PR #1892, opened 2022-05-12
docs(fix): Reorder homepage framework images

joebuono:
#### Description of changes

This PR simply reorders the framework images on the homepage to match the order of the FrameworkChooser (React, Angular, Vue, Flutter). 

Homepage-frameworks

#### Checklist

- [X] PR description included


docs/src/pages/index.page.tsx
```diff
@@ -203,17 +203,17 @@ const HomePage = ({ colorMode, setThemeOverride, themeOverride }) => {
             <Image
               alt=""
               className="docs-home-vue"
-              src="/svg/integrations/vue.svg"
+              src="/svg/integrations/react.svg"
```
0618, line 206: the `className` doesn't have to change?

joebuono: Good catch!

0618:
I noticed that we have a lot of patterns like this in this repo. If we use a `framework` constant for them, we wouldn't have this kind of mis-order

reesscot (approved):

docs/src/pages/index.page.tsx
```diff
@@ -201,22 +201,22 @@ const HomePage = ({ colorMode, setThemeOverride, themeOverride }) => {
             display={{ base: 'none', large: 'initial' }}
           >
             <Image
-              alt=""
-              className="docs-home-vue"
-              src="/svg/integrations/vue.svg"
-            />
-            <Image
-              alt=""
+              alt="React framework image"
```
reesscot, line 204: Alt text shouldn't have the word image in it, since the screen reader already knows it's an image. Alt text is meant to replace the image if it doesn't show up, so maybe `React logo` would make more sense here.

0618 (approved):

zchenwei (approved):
######
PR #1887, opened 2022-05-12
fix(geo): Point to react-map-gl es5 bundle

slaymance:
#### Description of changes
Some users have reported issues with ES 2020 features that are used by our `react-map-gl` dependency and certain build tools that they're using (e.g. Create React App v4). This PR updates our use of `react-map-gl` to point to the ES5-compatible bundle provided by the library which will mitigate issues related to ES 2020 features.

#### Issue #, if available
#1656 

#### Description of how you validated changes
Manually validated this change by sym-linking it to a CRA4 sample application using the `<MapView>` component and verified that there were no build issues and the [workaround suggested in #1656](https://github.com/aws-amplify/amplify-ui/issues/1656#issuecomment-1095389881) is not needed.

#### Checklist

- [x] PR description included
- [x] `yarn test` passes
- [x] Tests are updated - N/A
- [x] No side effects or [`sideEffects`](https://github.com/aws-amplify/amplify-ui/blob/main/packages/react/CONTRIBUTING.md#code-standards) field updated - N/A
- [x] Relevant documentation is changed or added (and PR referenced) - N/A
######
• ACTIVITY:
Return only those lines of the records that contain the string "opened".

• RESPONSE FOR THIS EXERCISE:
PR #1892, opened 2022-05-12
PR #1887, opened 2022-05-12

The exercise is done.